Influence of Co-Mn mutual co-insertion in physicochemical properties of vanadate compounds for energy storage systems

Recent advancements have led to the development of multivalent metal-ion hybrid capacitors as innovative systems for electrochemical energy storage. These devices merge the benefits of multivalent metal-ion batteries with supercapacitors, boasting impressive rate capabilities, high energy densities, significant power outputs, and exceptionally long cycle lives. In this context, Co₂V₂O₇ (CVO), Mn₂V₂O₇ (MVO), CoMnV₂O₇ (CM), Co_1.5Mn_0.5V₂O₇ (C3M), and Co_0.5Mn_1.5V₂O₇ (CM3) have been synthesized for potential use as electrodes in electrochemical applications. The physicochemical characteristics are performed by several techniques, including X-ray diffraction (XRD), Scanning electron microscopy (SEM), X-ray photoelectron spectroscopy (XPS), and Fourier transform Infra-red (FT-IR). The XRD data examine crystallite size, micro-strain, and dislocation density.

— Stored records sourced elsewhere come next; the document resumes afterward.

PR #68, opened 2022-07-14
Avoid artifact repackaging during deployment of release workflow

Steffengreiner:
**What has changed**
Adds the deploy goal to mvn lifecycle deploy phase. 
If only a phase is defined, then all the phases before that phase will be redone repackaging our artifact without the specified profile.

**Additional information**
Information about maven lifecycles can be found [here:](https://baeldung-cn.com/maven-goals-phases)


sven1103 (approved):
Cool, looking forward seeing it in action!

PR #69, opened 2022-07-21
Re-arrange architectural composition

sven1103:
Changes the data manager architecture into components (represented by Maven modules) and makes use of Java modules to enforce stronger encapsulation of the components' implementation detail.

We draft four two modules (BLUE), that will contain domain logic: authentication and authorization. 

In addition, we introduce a module for broadcasting information through the application but decouple it from the domains as good as possible and still allow for gossip. 

The newsreader module holds the current logic of consuming messages from the broadcasting module by implementing the `MessageSubscriber` interface of the broadcasting module. When required later, this can be divided into own sub-components and realize own (micro)services if required.


sven1103:
Architectural composition:

image

newsreader/src/main/java/life/qbic/newsreader/usermanagement/email/EmailSubmissionService.java
```diff
@@ -1,4 +1,4 @@
-package life.qbic.usermanagement;
+package life.qbic.newsreader.usermanagement.email;
```
jenniferboedker, line 1: Why is the service for sending emails located in the news reader? I would expect it somewhere close to the domain but not the component that is supposed to consume the message and trigger an event. 
trigger an event != containing the service that is triggered

authentication/src/main/java/life/qbic/authentication/application/notification/Notification.java
```diff
@@ -1,7 +1,7 @@
-package life.qbic.shared.application.notification;
+package life.qbic.authentication.application.notification;
```
jenniferboedker, line 1: Isnt the notification and the notification service something broader and should be part of the messaging of the software (newsreader + broadcasting)?

jenniferboedker (commented):
Thanks for tackling the clean up of our current architecture!
I left some comments where I did not expect some classes to appear. Another question I have is: your current structure implies to me that for each new topic we introduce e.g. project or datasets or samples,... we need to create a new module?

sven1103:
As discussed @jenniferboedker 

image

broadcasting/src/main/java/life/qbic/broadcasting/MessageBusSubmission.java
```diff
@@ -0,0 +1,6 @@
+package life.qbic.broadcasting;
+
```
jenniferboedker, line 2: Missing java doc

broadcasting/src/main/java/life/qbic/broadcasting/MessageSubscription.java
```diff
@@ -0,0 +1,7 @@
+package life.qbic.broadcasting;
+
```
jenniferboedker, line 2: missing java doc

authentication/src/main/java/module-info.java
```diff
@@ -0,0 +1,17 @@
...
+  requires life.qbic.broadcasting;
+
+  exports life.qbic.authentication.domain.user.concept;
+  exports life.qbic.authentication.application;
+  exports life.qbic.authentication.domain.user.repository;
+  exports life.qbic.authentication.domain.user.event;
+  exports life.qbic.authentication.domain.user.policy;
+  exports life.qbic.authentication.application.user.registration;
+  exports life.qbic.authentication.application.user.password;
+  exports life.qbic.authentication.application.notification;
```
jenniferboedker, line 13: Do you need to specify those if you already export the parent package of all of those?

jenniferboedker: see line 7

authentication/src/main/java/module-info.java
```diff
@@ -0,0 +1,17 @@
+module life.qbic.authentication {
+  requires org.slf4j;
+  requires java.persistence;
+  requires life.qbic.broadcasting;
+
+  exports life.qbic.authentication.domain.user.concept;
```
jenniferboedker, line 6: for the domain you could also just export the complete package since you list all of the subpackages here

newsreader/src/main/java/module-info.java
```diff
@@ -0,0 +1,8 @@
+module newsreader {
+  requires spring.beans;
+  requires spring.context;
+  requires jakarta.mail;
+  exports life.qbic.newsreader.usermanagement.registration;
+  exports life.qbic.newsreader.usermanagement.email;
+  exports life.qbic.newsreader.usermanagement.passwordreset;
```
jenniferboedker, line 7: why not exporting the complete usermanagement package?

authentication/src/main/java/module-info.java
sven1103: Sub-packages are not included in the export - All exports are specific to the package level that is defined.

authentication/src/main/java/module-info.java
sven1103: wild card exports are not possible and would be also bad practise

jenniferboedker (approved):

jenniferboedker (approved):
🚀

jenniferboedker (changes requested):
Naming of the news reader needs to be adapted

jenniferboedker (approved):

PR #73, opened 2022-07-27
Open field access for public response type

sven1103:
Opens the ApplicationResponse.Type enum, since it is a return type of the public API.


KochTobi (commented):
Why not introduce accessor methods
`isSuccess()` and `isFailure()`

KochTobi (approved):

PR #75, opened 2022-08-03
Remove logback dependency from logging component

sven1103:
Removes the logback dependency from the logging component
and uses the slf4j api only. 

This allows us to define the logging framework on application level
and are fully flexible in the configuration.


KochTobi (approved):
LGTM

PR #76, opened 2022-08-04
Add email on error subscriber provider

sven1103:
For configuration see the `mail.properties` file in the vaadin-frontend module resource folder.


sven1103:
image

The electrochemical characteristics of the studied materials are examined using cyclic voltammetry (CV), galvanostatic charge and discharge (GCD), and electrochemical impedance spectroscopy (EIS) in 1 M of KOH electrolyte. The obtained data suggests the pseudo pseudocapacitive nature of all the investigated electrodes with specific capacitance values between 309 and 356.2 F/g for prepared samples. Therefore, employing the synergistic effect of multiple metal ions presents an alternative approach for creating high-performance electrode materials for supercapacitors. Symmetric coin cell (SCVO) was fabricated using CVO, and gives specific capacitance 142.1 F/g, with cycling stability 95.1 % after 5000 cycles.